PR #7676, opened 2025-11-06
[modal ci] fixes

stas00:
1. `modal-accelerate` needs now `uv` installed explicitly since the image change to 2025 one.
2. moved accelerate repo cloning into the job, since the original way was incorrect as it was caching some accelerate version and not updating it.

^^^^

# [Required work]
Give back exactly the lines beginning at the one with "[modal ci] fixes" and ending at the final line of the material; both boundary lines belong in it.

# [Response to the task]
[modal ci] fixes

stas00:
1. `modal-accelerate` needs now `uv` installed explicitly since the image change to 2025 one.
2. moved accelerate repo cloning into the job, since the original way was incorrect as it was caching some accelerate version and not updating it.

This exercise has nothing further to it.